Stored data:

Issue #708, opened 2019-02-27
Code splitting has broken d3 transitions


jameshadfield:
This bug was introduced between v1.35.5 and v.1.36.0 by PR #701 (code splitting). Nextstrain.org is still on v1.35.5 and it's recommended to continue to use that version until this bug is fixed.

## Description:
For some datasets (!) clicking on branches / tips in the tree causes the app to crash. Zika, flu/seasonal/h3n2/ha/3y, and flu/seasonal/h3n2/na/3y appear to work fine, however http://localhost:4000/flu/seasonal/h3n2/ha:na/3y is broken. To reproduce, click on (any?) branch / tip in the tree(s).

## Cause:
Error message given is `svg.selectAll(...).filter(...).transition is not a function`. The selection is not empty, but rather `transition` is not being added as a prototype to the `Selection()` object.

trvrb:
If this proves difficult to immediately fix, we may want to push a hot fix to 1.36.1 that reverts the code splitting PR. Even though live site is working. We won't be able to make small fixes to footer, etc... and anyone installing auspice from npm will have this issue.

PR #709, opened 2019-02-27
Check mutation type against tree

jameshadfield:
This PR sets `mutType` intelligently according to what mutations are available on the tree. Furthermore, it allows nuc-genotype colorBy values for datasets lacking gene annotations in the metadata JSON. 

Tested against a number of datasets with no regressions seen, but @emmahodcroft please try on a few more! ~Please note that any d3-transition errors encountered are unrelated to this -- see #708.~ Update: Rebased onto v1.36.1 so that there should be no install / d3-related errors.

@tsibley may care to examine d34c075.


tsibley:
@jameshadfield Thanks for these fixes! I'm not sure I see where the default `geneLength` passed to `decodeColorByGenotype` is `{}`. Can you point that out to me?

It seems like at the very least there should be a `nuc` key in any `geneLength` passed to `decodeColorByGenotype`?

jameshadfield:
>I'm not sure I see where the default `geneLength` passed to `decodeColorByGenotype` is `{}`. Can you point that out to me?
https://github.com/nextstrain/auspice/blob/master/src/reducers/controls.js#L38

>It seems like at the very least there should be a `nuc` key in any `geneLength` passed to `decodeColorByGenotype`?
Not if annotations aren't defined in the metadata json.

tsibley:
> Not if annotations aren't defined in the metadata json.

Ah, I see. I was thinking auspice could/did compute the nucleotide length itself.

trvrb:
I'm going to go ahead and merge this. Going on Emma's specific feature testing and I can't find any regressions.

- [What is needed]: All of the records above need to be copied exactly.

- [Finished exercise]:
Issue #708, opened 2019-02-27
Code splitting has broken d3 transitions


jameshadfield:
This bug was introduced between v1.35.5 and v.1.36.0 by PR #701 (code splitting). Nextstrain.org is still on v1.35.5 and it's recommended to continue to use that version until this bug is fixed.

## Description:
For some datasets (!) clicking on branches / tips in the tree causes the app to crash. Zika, flu/seasonal/h3n2/ha/3y, and flu/seasonal/h3n2/na/3y appear to work fine, however http://localhost:4000/flu/seasonal/h3n2/ha:na/3y is broken. To reproduce, click on (any?) branch / tip in the tree(s).

## Cause:
Error message given is `svg.selectAll(...).filter(...).transition is not a function`. The selection is not empty, but rather `transition` is not being added as a prototype to the `Selection()` object.

trvrb:
If this proves difficult to immediately fix, we may want to push a hot fix to 1.36.1 that reverts the code splitting PR. Even though live site is working. We won't be able to make small fixes to footer, etc... and anyone installing auspice from npm will have this issue.

PR #709, opened 2019-02-27
Check mutation type against tree

jameshadfield:
This PR sets `mutType` intelligently according to what mutations are available on the tree. Furthermore, it allows nuc-genotype colorBy values for datasets lacking gene annotations in the metadata JSON. 

Tested against a number of datasets with no regressions seen, but @emmahodcroft please try on a few more! ~Please note that any d3-transition errors encountered are unrelated to this -- see #708.~ Update: Rebased onto v1.36.1 so that there should be no install / d3-related errors.

@tsibley may care to examine d34c075.


tsibley:
@jameshadfield Thanks for these fixes! I'm not sure I see where the default `geneLength` passed to `decodeColorByGenotype` is `{}`. Can you point that out to me?

It seems like at the very least there should be a `nuc` key in any `geneLength` passed to `decodeColorByGenotype`?

jameshadfield:
>I'm not sure I see where the default `geneLength` passed to `decodeColorByGenotype` is `{}`. Can you point that out to me?
https://github.com/nextstrain/auspice/blob/master/src/reducers/controls.js#L38

>It seems like at the very least there should be a `nuc` key in any `geneLength` passed to `decodeColorByGenotype`?
Not if annotations aren't defined in the metadata json.

tsibley:
> Not if annotations aren't defined in the metadata json.

Ah, I see. I was thinking auspice could/did compute the nucleotide length itself.

trvrb:
I'm going to go ahead and merge this. Going on Emma's specific feature testing and I can't find any regressions.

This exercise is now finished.